■ **Aim of the task**: Without changing anything, copy out each entry.

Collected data
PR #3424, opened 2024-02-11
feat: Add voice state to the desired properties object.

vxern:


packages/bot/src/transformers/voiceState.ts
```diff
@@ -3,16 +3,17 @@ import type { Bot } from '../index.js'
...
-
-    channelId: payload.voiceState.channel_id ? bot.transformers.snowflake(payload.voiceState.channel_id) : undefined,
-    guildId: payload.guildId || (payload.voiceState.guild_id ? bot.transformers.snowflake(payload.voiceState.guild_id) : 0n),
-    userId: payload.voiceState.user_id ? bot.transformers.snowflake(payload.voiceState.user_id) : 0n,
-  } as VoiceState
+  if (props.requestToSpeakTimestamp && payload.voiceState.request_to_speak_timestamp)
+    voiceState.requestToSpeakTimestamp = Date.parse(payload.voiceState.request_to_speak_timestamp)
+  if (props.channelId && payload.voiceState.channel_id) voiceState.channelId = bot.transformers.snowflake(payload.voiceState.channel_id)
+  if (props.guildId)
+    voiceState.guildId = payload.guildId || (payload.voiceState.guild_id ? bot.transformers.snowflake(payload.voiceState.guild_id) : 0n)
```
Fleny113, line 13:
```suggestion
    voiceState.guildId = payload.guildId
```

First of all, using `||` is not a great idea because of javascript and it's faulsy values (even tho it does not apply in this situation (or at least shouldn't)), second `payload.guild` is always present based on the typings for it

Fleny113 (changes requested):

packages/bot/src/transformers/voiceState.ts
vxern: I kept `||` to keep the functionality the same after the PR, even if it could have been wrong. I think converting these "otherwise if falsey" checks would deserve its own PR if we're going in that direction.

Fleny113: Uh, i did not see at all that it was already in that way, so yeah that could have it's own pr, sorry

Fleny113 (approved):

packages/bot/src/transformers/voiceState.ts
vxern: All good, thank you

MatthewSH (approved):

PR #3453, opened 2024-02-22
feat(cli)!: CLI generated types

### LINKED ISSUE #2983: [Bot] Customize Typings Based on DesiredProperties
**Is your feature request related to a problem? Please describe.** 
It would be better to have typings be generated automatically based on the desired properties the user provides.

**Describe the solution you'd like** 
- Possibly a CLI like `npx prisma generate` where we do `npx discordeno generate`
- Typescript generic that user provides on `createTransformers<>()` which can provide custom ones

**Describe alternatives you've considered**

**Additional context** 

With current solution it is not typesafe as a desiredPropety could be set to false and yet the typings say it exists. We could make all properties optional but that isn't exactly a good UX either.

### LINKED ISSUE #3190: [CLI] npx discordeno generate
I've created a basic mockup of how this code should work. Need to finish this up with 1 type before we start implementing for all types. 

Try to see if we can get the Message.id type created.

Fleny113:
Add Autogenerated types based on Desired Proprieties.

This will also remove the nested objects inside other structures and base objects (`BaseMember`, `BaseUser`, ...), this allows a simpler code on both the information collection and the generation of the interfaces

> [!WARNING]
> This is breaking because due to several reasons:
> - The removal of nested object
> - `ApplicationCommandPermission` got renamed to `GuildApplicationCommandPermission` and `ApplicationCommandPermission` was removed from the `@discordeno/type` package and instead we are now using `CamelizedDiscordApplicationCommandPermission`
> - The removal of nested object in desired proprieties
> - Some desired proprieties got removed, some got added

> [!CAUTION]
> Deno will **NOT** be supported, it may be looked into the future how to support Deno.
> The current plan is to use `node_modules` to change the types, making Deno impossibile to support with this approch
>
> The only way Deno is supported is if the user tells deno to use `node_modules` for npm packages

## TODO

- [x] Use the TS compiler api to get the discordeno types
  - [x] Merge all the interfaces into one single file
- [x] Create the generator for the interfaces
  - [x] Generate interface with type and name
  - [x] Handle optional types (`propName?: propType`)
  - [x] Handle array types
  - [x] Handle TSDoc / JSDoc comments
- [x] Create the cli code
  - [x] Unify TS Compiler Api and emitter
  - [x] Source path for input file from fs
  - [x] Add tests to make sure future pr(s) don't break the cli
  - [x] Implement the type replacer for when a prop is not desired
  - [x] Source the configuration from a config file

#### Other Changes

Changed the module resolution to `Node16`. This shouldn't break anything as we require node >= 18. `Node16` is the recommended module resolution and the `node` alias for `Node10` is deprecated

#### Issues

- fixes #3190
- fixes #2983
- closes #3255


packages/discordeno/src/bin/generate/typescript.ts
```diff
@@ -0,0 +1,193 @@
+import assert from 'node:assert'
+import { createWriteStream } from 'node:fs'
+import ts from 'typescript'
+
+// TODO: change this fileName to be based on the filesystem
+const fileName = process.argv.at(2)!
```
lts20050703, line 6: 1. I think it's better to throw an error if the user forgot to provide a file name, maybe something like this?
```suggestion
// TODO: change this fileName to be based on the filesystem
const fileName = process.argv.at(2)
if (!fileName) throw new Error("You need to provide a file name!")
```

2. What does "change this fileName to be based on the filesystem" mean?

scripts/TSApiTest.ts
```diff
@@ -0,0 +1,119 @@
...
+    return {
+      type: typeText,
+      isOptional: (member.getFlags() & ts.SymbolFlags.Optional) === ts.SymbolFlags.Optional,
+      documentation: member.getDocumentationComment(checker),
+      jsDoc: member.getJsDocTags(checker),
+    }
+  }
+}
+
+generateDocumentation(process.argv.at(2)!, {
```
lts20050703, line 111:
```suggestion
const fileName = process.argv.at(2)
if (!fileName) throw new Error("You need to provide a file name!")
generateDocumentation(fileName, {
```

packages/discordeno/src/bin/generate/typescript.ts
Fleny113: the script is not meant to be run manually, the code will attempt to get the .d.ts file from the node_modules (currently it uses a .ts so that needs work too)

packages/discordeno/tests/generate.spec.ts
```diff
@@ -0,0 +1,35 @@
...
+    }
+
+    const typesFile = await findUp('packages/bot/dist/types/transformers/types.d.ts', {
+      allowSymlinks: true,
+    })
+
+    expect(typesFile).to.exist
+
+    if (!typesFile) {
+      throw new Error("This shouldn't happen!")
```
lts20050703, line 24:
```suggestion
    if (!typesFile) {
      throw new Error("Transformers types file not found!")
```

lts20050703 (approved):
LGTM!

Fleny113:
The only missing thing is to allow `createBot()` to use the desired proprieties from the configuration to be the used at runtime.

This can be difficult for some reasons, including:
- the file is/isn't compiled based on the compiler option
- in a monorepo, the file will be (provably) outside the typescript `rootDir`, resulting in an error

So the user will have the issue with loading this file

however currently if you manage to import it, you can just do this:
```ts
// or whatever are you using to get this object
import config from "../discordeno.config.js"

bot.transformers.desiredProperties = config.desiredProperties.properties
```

■ **Answer below**:
PR #3424, opened 2024-02-11
feat: Add voice state to the desired properties object.

vxern:


packages/bot/src/transformers/voiceState.ts
```diff
@@ -3,16 +3,17 @@ import type { Bot } from '../index.js'
...
-
-    channelId: payload.voiceState.channel_id ? bot.transformers.snowflake(payload.voiceState.channel_id) : undefined,
-    guildId: payload.guildId || (payload.voiceState.guild_id ? bot.transformers.snowflake(payload.voiceState.guild_id) : 0n),
-    userId: payload.voiceState.user_id ? bot.transformers.snowflake(payload.voiceState.user_id) : 0n,
-  } as VoiceState
+  if (props.requestToSpeakTimestamp && payload.voiceState.request_to_speak_timestamp)
+    voiceState.requestToSpeakTimestamp = Date.parse(payload.voiceState.request_to_speak_timestamp)
+  if (props.channelId && payload.voiceState.channel_id) voiceState.channelId = bot.transformers.snowflake(payload.voiceState.channel_id)
+  if (props.guildId)
+    voiceState.guildId = payload.guildId || (payload.voiceState.guild_id ? bot.transformers.snowflake(payload.voiceState.guild_id) : 0n)
```
Fleny113, line 13:
```suggestion
    voiceState.guildId = payload.guildId
```

First of all, using `||` is not a great idea because of javascript and it's faulsy values (even tho it does not apply in this situation (or at least shouldn't)), second `payload.guild` is always present based on the typings for it

Fleny113 (changes requested):

packages/bot/src/transformers/voiceState.ts
vxern: I kept `||` to keep the functionality the same after the PR, even if it could have been wrong. I think converting these "otherwise if falsey" checks would deserve its own PR if we're going in that direction.

Fleny113: Uh, i did not see at all that it was already in that way, so yeah that could have it's own pr, sorry

Fleny113 (approved):

packages/bot/src/transformers/voiceState.ts
vxern: All good, thank you

MatthewSH (approved):

PR #3453, opened 2024-02-22
feat(cli)!: CLI generated types

### LINKED ISSUE #2983: [Bot] Customize Typings Based on DesiredProperties
**Is your feature request related to a problem? Please describe.** 
It would be better to have typings be generated automatically based on the desired properties the user provides.

**Describe the solution you'd like** 
- Possibly a CLI like `npx prisma generate` where we do `npx discordeno generate`
- Typescript generic that user provides on `createTransformers<>()` which can provide custom ones

**Describe alternatives you've considered**

**Additional context** 

With current solution it is not typesafe as a desiredPropety could be set to false and yet the typings say it exists. We could make all properties optional but that isn't exactly a good UX either.

### LINKED ISSUE #3190: [CLI] npx discordeno generate
I've created a basic mockup of how this code should work. Need to finish this up with 1 type before we start implementing for all types. 

Try to see if we can get the Message.id type created.

Fleny113:
Add Autogenerated types based on Desired Proprieties.

This will also remove the nested objects inside other structures and base objects (`BaseMember`, `BaseUser`, ...), this allows a simpler code on both the information collection and the generation of the interfaces

> [!WARNING]
> This is breaking because due to several reasons:
> - The removal of nested object
> - `ApplicationCommandPermission` got renamed to `GuildApplicationCommandPermission` and `ApplicationCommandPermission` was removed from the `@discordeno/type` package and instead we are now using `CamelizedDiscordApplicationCommandPermission`
> - The removal of nested object in desired proprieties
> - Some desired proprieties got removed, some got added

> [!CAUTION]
> Deno will **NOT** be supported, it may be looked into the future how to support Deno.
> The current plan is to use `node_modules` to change the types, making Deno impossibile to support with this approch
>
> The only way Deno is supported is if the user tells deno to use `node_modules` for npm packages

## TODO

- [x] Use the TS compiler api to get the discordeno types
  - [x] Merge all the interfaces into one single file
- [x] Create the generator for the interfaces
  - [x] Generate interface with type and name
  - [x] Handle optional types (`propName?: propType`)
  - [x] Handle array types
  - [x] Handle TSDoc / JSDoc comments
- [x] Create the cli code
  - [x] Unify TS Compiler Api and emitter
  - [x] Source path for input file from fs
  - [x] Add tests to make sure future pr(s) don't break the cli
  - [x] Implement the type replacer for when a prop is not desired
  - [x] Source the configuration from a config file

#### Other Changes

Changed the module resolution to `Node16`. This shouldn't break anything as we require node >= 18. `Node16` is the recommended module resolution and the `node` alias for `Node10` is deprecated

#### Issues

- fixes #3190
- fixes #2983
- closes #3255


packages/discordeno/src/bin/generate/typescript.ts
```diff
@@ -0,0 +1,193 @@
+import assert from 'node:assert'
+import { createWriteStream } from 'node:fs'
+import ts from 'typescript'
+
+// TODO: change this fileName to be based on the filesystem
+const fileName = process.argv.at(2)!
```
lts20050703, line 6: 1. I think it's better to throw an error if the user forgot to provide a file name, maybe something like this?
```suggestion
// TODO: change this fileName to be based on the filesystem
const fileName = process.argv.at(2)
if (!fileName) throw new Error("You need to provide a file name!")
```

2. What does "change this fileName to be based on the filesystem" mean?

scripts/TSApiTest.ts
```diff
@@ -0,0 +1,119 @@
...
+    return {
+      type: typeText,
+      isOptional: (member.getFlags() & ts.SymbolFlags.Optional) === ts.SymbolFlags.Optional,
+      documentation: member.getDocumentationComment(checker),
+      jsDoc: member.getJsDocTags(checker),
+    }
+  }
+}
+
+generateDocumentation(process.argv.at(2)!, {
```
lts20050703, line 111:
```suggestion
const fileName = process.argv.at(2)
if (!fileName) throw new Error("You need to provide a file name!")
generateDocumentation(fileName, {
```

packages/discordeno/src/bin/generate/typescript.ts
Fleny113: the script is not meant to be run manually, the code will attempt to get the .d.ts file from the node_modules (currently it uses a .ts so that needs work too)

packages/discordeno/tests/generate.spec.ts
```diff
@@ -0,0 +1,35 @@
...
+    }
+
+    const typesFile = await findUp('packages/bot/dist/types/transformers/types.d.ts', {
+      allowSymlinks: true,
+    })
+
+    expect(typesFile).to.exist
+
+    if (!typesFile) {
+      throw new Error("This shouldn't happen!")
```
lts20050703, line 24:
```suggestion
    if (!typesFile) {
      throw new Error("Transformers types file not found!")
```

lts20050703 (approved):
LGTM!

Fleny113:
The only missing thing is to allow `createBot()` to use the desired proprieties from the configuration to be the used at runtime.

This can be difficult for some reasons, including:
- the file is/isn't compiled based on the compiler option
- in a monorepo, the file will be (provably) outside the typescript `rootDir`, resulting in an error

So the user will have the issue with loading this file

however currently if you manage to import it, you can just do this:
```ts
// or whatever are you using to get this object
import config from "../discordeno.config.js"

bot.transformers.desiredProperties = config.desiredProperties.properties
```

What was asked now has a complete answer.